Quantifying cross-scale patch contributions to spatial connectivity

Context: Connectivity between habitat patches is vital for ecological processes at multiple scales. Traditional metrics do not measure the scales at which individual habitat patches contribute to the overall ecological connectivity of the landscape. Connectivity has previously been evaluated at several different scales based on the dispersal capabilities of particular organisms, but these approaches are data-heavy and conditioned on just a few species. Objectives: Our objective was to improve cross-scale measurement of connectivity by developing and testing a new landscape metric, cross-scale centrality. Methods: Cross-scale centrality (CSC) integrates over measurements of patch centrality at different scales (hypothetical dispersal distances) to quantify the cross-scale contribution of each individual habitat patch to overall landscape or seascape connectivity.
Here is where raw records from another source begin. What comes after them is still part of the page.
PR #33430, opened 2015-11-28
Bug 1147860 - Guard test logic using promise so files are fully loaded

KevinGrandon:
https://bugzilla.mozilla.org/show_bug.cgi?id=1147860

### DIFF
--- a/shared/js/contacts/search.js
+++ b/shared/js/contacts/search.js
@@ -84,52 +84,55 @@
 
   var doInit = function doInit() {
     if (initialized) {
-      return;
+      return Promise.resolve();
     }
 
-    utils.listeners.add({
-      '#cancel-search': exitSearchMode,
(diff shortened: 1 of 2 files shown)


autolander:
Running tests
https://treeherder.mozilla.org/#/jobs?repo=gaia&revision=4f1adc662e945573fabdf7a13208dca54c06f440

shared/js/contacts/search.js
```diff
@@ -87,49 +87,52 @@
       return;
```
arcturus: We will need to return Promise.resolve here, as now we are expecting to return a promise.

autolander:
Running tests
https://treeherder.mozilla.org/#/jobs?repo=gaia&revision=af14c022634ea81ae2a3c5685c1396fb4ca9765f

PR #321, opened 2022-05-30
Add Controlled vocabularies to Experiments app

zxenia:
This PR adds controlled vocabularies to Experiments app schemas. Since these values will be changing in the next months we only add them to the schemas which are used for data validation during ingestion.


chord_metadata_service/experiments/schemas.py
```diff
@@ -84,27 +85,36 @@
             "type": "string"
         },
         "study_type": {
-            "type": "string"
+            "type": "string",
+            "enum": ["Genomics", "Epigenomics", "Metagenomics", "Transcriptomics", "Other"]
```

We tested CSC against an independent metapopulation simulation model and demonstrated its potential application in conservation planning by comparison to an alternative approach that used individual dispersal data. Results: CSC correlated significantly with total patch occupancy across the entire landscape in our metapopulation simulation, while being much faster and easier to calculate. Standard conservation planning software (Marxan) using dispersal data was weaker than CSC at capturing locations with high cross-scale connectivity. Conclusions: Metrics that measure pattern across multiple scales are much faster and more efficient than full simulation models and more rigorous and interpretable than ad hoc incorporation of connectivity into conservation plans. In reality, connectivity matters for many different organisms across many different scales. Metrics like CSC that quantify landscape pattern across multiple different scales can make a valuable contribution to multi-scale landscape measurement, planning, and management.